Nun ist es natürlich nicht immer so einfach zu erkennen, was der Wortsinn ist. Aber es gibt gewisse Regeln dafür, etwa grammatikalische Kenntnisse, die man besitzen sollte. Hinzu kommen historische und zeitgeschichtliche Umweltkenntnisse, welche die Entstehungsgeschichte des Textes erhellen können. Wichtig ist vor allem die Beachtung des unmittelbaren und weiteren Kontextes. Der unmittelbare Kontext ist der Textzusammenhang, der dieser Stelle unmittelbar vorausgeht oder sie abschließt. Der weitere Kontext bezieht sich auf das vollständige konkrete biblische Buch, in dem die Stelle steht, ja auf die Bibel insgesamt. Die Notwendigkeit des Glaubens, der Erleuchtung durch den Heiligen Geist (pneumatische Exegese) ist ebenso wichtig. Luther hat betont, dass die Heilige Schrift "Christus treibt", d.h. dass alles in ihr auf Christus hinzielen sollte. Man sollte sich allerdings vor der Gefahr hüten, stellen – etwa im Alten Testament – in dieser Hinsicht überzuinterpretieren. Alle Irrtümer in der Theologie entstehen durch eine falsche Deutung der Heiligen Schrift, vor allem durch die Vernachlässigung der einfachen, klaren Schriftworte und durch die übertriebene Vorliebe für oft unklare bildliche Ausdrücke und höchst subjektive Hypothesen.
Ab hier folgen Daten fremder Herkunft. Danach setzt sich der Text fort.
PR #163, opened 2015-09-17
Run acceptance tests for the finance reports

mulby:
This includes:
- Framework fixes to allow this to run on devstack
- Removal of database imports that we didn't end up actually using

@brianhw - This is ready for a first pass of review.

FYI - @jab5569


edx/analytics/tasks/reports/orders_import.py
```diff
@@ -190,6 +108,11 @@ def columns(self):
     def partition(self):
         return HivePartition('dt', self.import_date.isoformat())  # pylint: disable=no-member
 
+    def hiveconfs(self):
```
mulby, line 113: This is the hack that is required to make the test pass, but really shouldn't be necessary.

edx/analytics/tasks/tests/acceptance/services/vertica.py
```diff
@@ -58,11 +62,16 @@ def connect(self):
         """
         Connect to the Vertica server.
         """
+        if self.disabled:
+            raise RuntimeError('The vertica service is disabled')
```
mulby: This will cause tests that require vertica to fail when credentials haven't been specified. We may want to cause them to be skipped instead.

edx/analytics/tasks/tests/acceptance/__init__.py
```diff
@@ -74,8 +72,9 @@ def setUp(self):
         self.catalog_path = 'http://acceptance.test/api/courses/v2'
         database_name = 'test_' + self.identifier
         schema = 'test_' + self.identifier
-        import_database_name = 'import_' + database_name
-        export_database_name = 'export_' + database_name
+        import_database_name = 'reports_import_' + database_name
+        export_database_name = 'reports_export_' + database_name
```
brianhw: Our nomenclature for import vs. export is not very consistent in general, but this is confusing to me.  Generally, when we talk about imports, we mean loading data into reports (or resultstore).  I thought that when we used 'export' we meant exports mostly from LMS DB.  New additions start to challenge these assumptions:  reading from APIs for course subjects is one example of a different export source.  And we load data into Vertica as well as into the resultstore.  

That said, my issue here is that I don't know what the "reports_" prefix is meaning.  The import is presumably from LMS for this, and has nothing to do with the resultstore.  But maybe "reports_"  simply means that it's a separate database used only for generating reports?

edx/analytics/tasks/tests/acceptance/__init__.py
```diff
@@ -74,8 +72,9 @@ def setUp(self):
...
+        otto_database_name = 'reports_otto_' + database_name
```
brianhw: Oh, similar question about this - what does "reports_" mean?

edx/analytics/tasks/tests/acceptance/test_financial_reports.py
```diff
@@ -0,0 +1,111 @@
...
+    "order_refunded_quantity",
+    "order_user_id",
+    "order_username",
+    "order_user_email",
+    "order_product_class",
+    "order_product_detail",
+    "order_course_id",
+    "order_org_id",
+    "order_processor",
+]
```
brianhw: Does it add value to hard-code this here?  I'm wondering if it makes more sense to determine this list dynamically, rather than cut-paste maintenance.  That is, instantiate a LoadInternalReportingOrderTransactionsToWarehouse object, fetch its columns property, and pull the row names out of that.  We're already checking the expected columns implicitly by maintaining an expected output CSV.

edx/analytics/tasks/reports/orders_import.py
```diff
@@ -99,63 +55,25 @@ def requires(self):
...
-                **kwargs
-            )
+            # Original shopping cart tables.
+            ImportShoppingCartOrder(**kwargs),
+            ImportShoppingCartOrderItem(**kwargs),
+            ImportShoppingCartCertificateItem(**kwargs),
+            ImportShoppingCartPaidCourseRegistration(**kwargs),
+            ImportShoppingCartDonation(**kwargs),
+            ImportShoppingCartCourseRegistrationCodeItem(**kwargs),
+            ImportAuthUserTask(**kwargs),
```
brianhw, line 78: Nit:  add comment to indicate "Other LMS tables" (or similar), since this last one is not a shopping cart table.  I would also remove "Original" from the comment above.

edx/analytics/tasks/reports/orders_import.py
brianhw, line 113: There should definitely be some kind of comment here explaining the issue as best as possible.  I would have no idea looking at this code to know why this configuration parameter is being set, and why here.

edx/analytics/tasks/tests/acceptance/fixtures/input/finance_reports/lms/shoppingcart_courseregcodeitem.sql
```diff
@@ -0,0 +1,12 @@
...
+--
+
+DROP TABLE IF EXISTS `shoppingcart_courseregcodeitem`;
+CREATE TABLE `shoppingcart_courseregcodeitem` (
+  `orderitem_ptr_id` int(11) NOT NULL,
+  `course_id` varchar(128) NOT NULL,
+  `mode` varchar(50) NOT NULL,
+  PRIMARY KEY (`orderitem_ptr_id`)
+) ENGINE=InnoDB DEFAULT CHARSET=utf8;
+
```
brianhw, line 12: Should these have some data too?

edx/analytics/tasks/tests/acceptance/fixtures/input/finance_reports/lms/shoppingcart_donation.sql
```diff
@@ -0,0 +1,12 @@
...
+--
+
+DROP TABLE IF EXISTS `shoppingcart_donation`;
+CREATE TABLE `shoppingcart_donation` (
+  `orderitem_ptr_id` int(11) NOT NULL,
+  `donation_type` varchar(32) NOT NULL,
+  `course_id` varchar(255) NOT NULL,
+  PRIMARY KEY (`orderitem_ptr_id`)
+) ENGINE=InnoDB DEFAULT CHARSET=utf8;
+
```
brianhw, line 12: Should this have some data too?

edx/analytics/tasks/tests/acceptance/fixtures/input/finance_reports/lms/shoppingcart_paidcourseregistration.sql
```diff
@@ -0,0 +1,13 @@
...
+
+DROP TABLE IF EXISTS `shoppingcart_paidcourseregistration`;
+CREATE TABLE `shoppingcart_paidcourseregistration` (
+  `orderitem_ptr_id` int(11) NOT NULL,
+  `course_id` varchar(128) NOT NULL,
+  `mode` varchar(50) NOT NULL,
+  `course_enrollment_id` int(11),
+  PRIMARY KEY (`orderitem_ptr_id`)
+) ENGINE=InnoDB DEFAULT CHARSET=utf8;
+
```
brianhw, line 13: Should this also have some data?

edx/analytics/tasks/tests/acceptance/fixtures/input/finance_reports/otto/catalogue_productattribute.sql
```diff
@@ -0,0 +1,22 @@
...
+CREATE TABLE `catalogue_productattribute` (
+  `id` int(11) NOT NULL AUTO_INCREMENT,
+  `name` varchar(128) NOT NULL,
+  `code` varchar(128) NOT NULL,
+  `type` varchar(20) NOT NULL,
+  `required` tinyint(1) NOT NULL,
+  `option_group_id` int(11) DEFAULT NULL,
+  `product_class_id` int(11),
+  PRIMARY KEY (`id`)
+) ENGINE=InnoDB AUTO_INCREMENT=6 DEFAULT CHARSET=utf8;
```
brianhw: nit: none of the others specify an auto_increment value....

edx/analytics/tasks/tests/acceptance/services/vertica.py
brianhw: Skipping particular acceptance tests when needed infrastructure is not present seems to be a more reasonable way to allow for open development while still allowing our private add-ons, like exporter and vertica.  For the exporter, though, we annotated the particular test:      @unittest.skipIf(os.getenv('EXPORTER') is None, "requires private Exporter code")

So instead of failing, I think that one can: "raise unittest.SkipTest(reason)".  

Is the configuration of this url in acceptance tests a reasonable way to determine if tests using Vertica?  I don't really remember where this config value comes from.  It may make more sense for each test to determine whether to skip or change its scope of testing based on whether the service is disabled, rather than making it a global here.  For example, the end-to-end test could check if vertica were enabled, and if not, could run a different task and check the reconciliation table instead.  (Note that the output should be close to the same, if not identical.)

edx/analytics/tasks/tests/acceptance/services/vertica.py
```diff
@@ -13,7 +13,11 @@ class VerticaService(object):
     """Service object to be used as a member of a class to enable that class to write to and read from Vertica."""
 
     def __init__(self, config, schema_name):
-        self.vertica_creds_url = config['vertica_creds_url']
+        self.vertica_creds_url = config.get('vertica_creds_url', '')
```
brianhw: nit: is there a reason to use '' and len() here?  Instead of just doing self.blah = get('blah') and if self.blah?  Just curious...

edx/analytics/tasks/tests/acceptance/test_financial_reports.py
```diff
@@ -0,0 +1,111 @@
...
+
+    def prepare_database(self, name, database):
+        sql_fixture_base_url = url_path_join(self.data_dir, 'input', 'finance_reports', name)
+        for filename in os.listdir(sql_fixture_base_url):
+            self.execute_sql_fixture_file(url_path_join(sql_fixture_base_url, filename), database=database)
+
+    def test_end_to_end(self):
+        self.task.launch([
+            'BuildFinancialReportsTask',
+            '--import-date', '2015-09-02',
```
brianhw: Is there a reason why this import date is different than IMPORT_DATE?  The difference is confusing.  Maybe rename IMPORT_DATE if it's not accurate...

brianhw:
@mulby Finished a pass.  Very close!

edx/analytics/tasks/reports/orders_import.py
mulby, line 113: Done.

edx/analytics/tasks/tests/acceptance/services/vertica.py
mulby: Fixed the vertica case, we'll have to address the exporter case later...

edx/analytics/tasks/tests/acceptance/__init__.py
mulby: reports_ was an artifact of devstack permissions, I've changed it to "acceptance" to be more clear.

Agreed about import vs. export. They are relative terms and we don't use them consistently.

edx/analytics/tasks/tests/acceptance/__init__.py
mulby: Done.

edx/analytics/tasks/tests/acceptance/test_financial_reports.py
mulby: That's fair... fixing.

edx/analytics/tasks/reports/orders_import.py
mulby, line 78: Done

edx/analytics/tasks/tests/acceptance/fixtures/input/finance_reports/lms/shoppingcart_courseregcodeitem.sql
mulby, line 12: Nope - a given item should appear in exactly one of these tables depending on its type (certificate, coupon etc).

edx/analytics/tasks/tests/acceptance/fixtures/input/finance_reports/otto/catalogue_productattribute.sql
mulby: Oops, good catch. Fixed.

edx/analytics/tasks/tests/acceptance/services/vertica.py
mulby: Not a good one. Changing.

edx/analytics/tasks/tests/acceptance/fixtures/input/finance_reports/lms/shoppingcart_courseregcodeitem.sql
brianhw, line 12: Right, but should our end-to-end include a donation, a coupon, etc. for fuller integration coverage?

edx/analytics/tasks/tests/acceptance/test_financial_reports.py
mulby: Yeah, I've clarified that. One is an open upper bound, the other is the actual day that contains real data.

edx/analytics/tasks/tests/acceptance/fixtures/input/finance_reports/lms/shoppingcart_courseregcodeitem.sql
mulby, line 12: Hrm... that's a reasonable point given that we don't have unit test coverage of these nuances. I'm a little nervous that it could explode the complexity of the testing dataset dramatically if we tried to cover all of the edge cases, though.

Open to your thoughts here...

mulby:
@brianhw addressed all of your comments, running a full acceptance test suite now

edx/analytics/tasks/tests/acceptance/services/vertica.py
```diff
@@ -7,13 +7,18 @@
...
 from edx.analytics.tasks.url import get_target_from_url
+from edx.analytics.tasks.tests import unittest
 
 
 class VerticaService(object):
     """Service object to be used as a member of a class to enable that class to write to and read from Vertica."""
 
     def __init__(self, config, schema_name):
-        self.vertica_creds_url = config['vertica_creds_url']
+        self.vertica_creds_url = config.get('vertica_creds_url')
```
brianhw, line 17: Just a small source of confusion:  It seems that the setUp method for the AcceptanceTestCase (in **init**) requires that a value be set for vertica_creds_url.  So it must be set there, but presumably must be set to a zero-length string.   Does this actually work?  Or do we have to do a strip on it as well?  Or is it something that we want to make optional at the **init** level?  It seems kind of weird to require a value exist but be empty.

edx/analytics/tasks/tests/acceptance/services/vertica.py
```diff
@@ -58,11 +63,16 @@ def connect(self):
         """
         Connect to the Vertica server.
         """
+        if self.disabled:
+            raise unittest.SkipTest('The vertica service is disabled')
```
brianhw, line 67: Will this actually mark the test to be skipped in time?  It seems that the time that the VerticaService is actually connected to is when validating the result of some Vertica load, so I would expect the test to have already failed by the time we get here (by trying to actually load data into a non-existent Vertica server).  It may be necessary instead to move this call into each individual test that would _eventually_ use VerticaService.  So it would have code if self.vertica.disabled: raise unittest.SkipTest(...).

brianhw:
Just two more questions.

edx/analytics/tasks/tests/acceptance/services/vertica.py
mulby, line 17: Yeah, if you leave it empty it does what you expect. I like the idea of making it optional, though, I'll make that change.

edx/analytics/tasks/tests/acceptance/services/vertica.py
mulby, line 67: Not really. It runs the whole test and then skips at the very end when it goes to connect to vertica.

In the future I'd like to add a better pattern that lets you tell the framework whether you are going to use optional features or not (vertica, exporter etc).

I was planning on addressing that in a follow-on story, though, when we solve the devstack more comprehensively.

My intent with this PR is to push the effort forward (largely because it made my development faster), not necessary complete it.

edx/analytics/tasks/tests/acceptance/__init__.py
```diff
@@ -98,6 +98,10 @@ def setUp(self):
                 'credentials': self.config['credentials_file_url'],
                 'database': export_database_name
             },
+            'otto-database-import': {
+                'credentials': self.config['credentials_file_url'],
+                'database': otto_database_name
+            },
             'vertica-export': {
                 'credentials': self.config['vertica_creds_url'],
```
brianhw: If you make it optional for vertica_creds_url to be in config, then this can break ....

mulby: Good catch, fixed.

edx/analytics/tasks/tests/acceptance/__init__.py
```diff
@@ -123,16 +129,21 @@ def setUp(self):
...
         self.hive = hive.HiveService(self.task, self.config, database_name)
+        self.vertica = vertica.VerticaService(self.config, schema)
 
-        self.reset_external_state()
+        if os.getenv('DISABLE_RESET_STATE', 'false').lower() != 'true':
+            self.reset_external_state()
 
     def reset_external_state(self):
-        self.s3_client.remove(self.test_root, recursive=True)
+        root_target = get_target_from_url(self.test_root.replace('s3://', 's3+https://'))
```
mulby, line 148: This is an awful hack - suggestions for improvement are welcome!

On the jenkins box it doesn't have the hadoop client installed, so it can't process "s3://" urls. However, on the devstack it can't use "s3+https" urls since it can't access S3.

At a minimum I suppose I should include a comment about this.

brianhw:
LGTM for the scope of this story. :+1:

PR #164, opened 2015-09-21
Change NO_COST orders to no longer check order status.

brianhw:
Such 'honor' enrollment orders may be refunded when a user unenrolls,
and a zero-cost refund just skips creating a transaction.

@mulby


mulby:
:+1:

PR #165, opened 2015-09-22
Filter out null course_id from ed_services report.

brianhw:
@mulby @jab5569  Small change, but it removes the all-null row.


mulby:
:+1:

PR #166, opened 2015-09-23
Brian/reorder financial files

brianhw:
I flattened the reports directory, but I also removed CourseModeTableTask, as it seemed to add nothing to just running ImportCourseModeTask.    And pushed forward on a few pylint warnings.

@mulby @jab5569


mulby:
:+1:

Wichtig ist eine Regel, die schon Thomas von Aquin aufgestellt hat: nämlich dass ein Bildwort eben gerade der Wortsinn sein kann, wenn der Kontext dies erfordert. Wenn also die Heilige Schrift davon spricht, dass Gott einen "Arm" hat und durch seinen Arm alles bewegt oder hält, dann ist dies ganz klar ein Bildwort vom Wortsinn her. Wenn man es aber in der Art wörtlich nähme, dass man sagte, Gott hätte einen Arm genau wie ein Mensch, dann wäre dies eine Fehlinterpretation. So ist z.B. die Bildsprache in Daniel, der Johannesoffenbarung usw. in Details als Bildsprache ernstzunehmen, aber die Gesamtbeschreibungen, in welche diese Bilder eingeordnet sind, entsprechen wirklichen historischen Abläufen.
Hierzu einige Beispiele:
Das Standbild in Daniel 2 und die vier Tiere in Daniel 7 sind Bilder, aber das, was sie ausdrücken, spielt sich wirklich in der Geschichte ab (nämlich die Abfolge weltgeschichtlicher Reiche). Oder: Die Kette in Offb 20,1f., an welche Satan angebunden wird, ist ein Bild aus dem irdischen Bereich, um zu verdeutlichen, dass Satan in dieser Zeit die Macht von Gott genommen wird. Aber auch wenn die "Kette" ein Bild ist, drückt sie doch eine Realität in der (künftigen) Geschichte aus: die Bindung Satans durch Gott. Bei den Bildern und Vergleichen in den Gerichtsvisionen der Johannesoffenbarung z.B.
("Heuschrecken, die aussehen wie Rosse, die zum Krieg gerüstet sind ... sie hatten Panzer wie eiserne Panzer ..."; Offb 9,7.9)
gibt es sicherlich einen gewissen Interpretationsspielraum (z.B. wirkliche Heuschrecken oder "Heuschrecken" als "Beschreibung moderner Panzer" oder als "Ideologien"), doch sollte man auch in solchen Fällen die Deutung bevorzugen, die der wörtlichen Aussage näher liegt (somit wäre die Deutung als "Ideologien" am unwahrscheinlichsten).
Die wörtliche Bedeutung ist eher in den historischen als in den poetischen Büchern der Schrift beizubehalten. Die wörtliche Deutung muss aufgegeben werden, wenn sie unpassend ist, d.h. wenn sie eine Unmöglichkeit in sich schließt und gegen die lehrmäßigen und moralischen Richtlinien der gesamten Heiligen Schrift verstößt. Schließlich besagt eine bereits von Augustin aufgestellte exegetische Grundregel, dass unklare Bibelstellen von den klaren Stellen her zu verstehen und auszulegen sind – und nicht umgekehrt. Wie viel Verwirrung ist in der Kirchen- und Sektengeschichte schon entstanden, weil diese einfache Regel nicht beachtet wurde und man aus geheimnisvollen Stellen großartige, aber falsche Lehrgebäude konstruiert hat!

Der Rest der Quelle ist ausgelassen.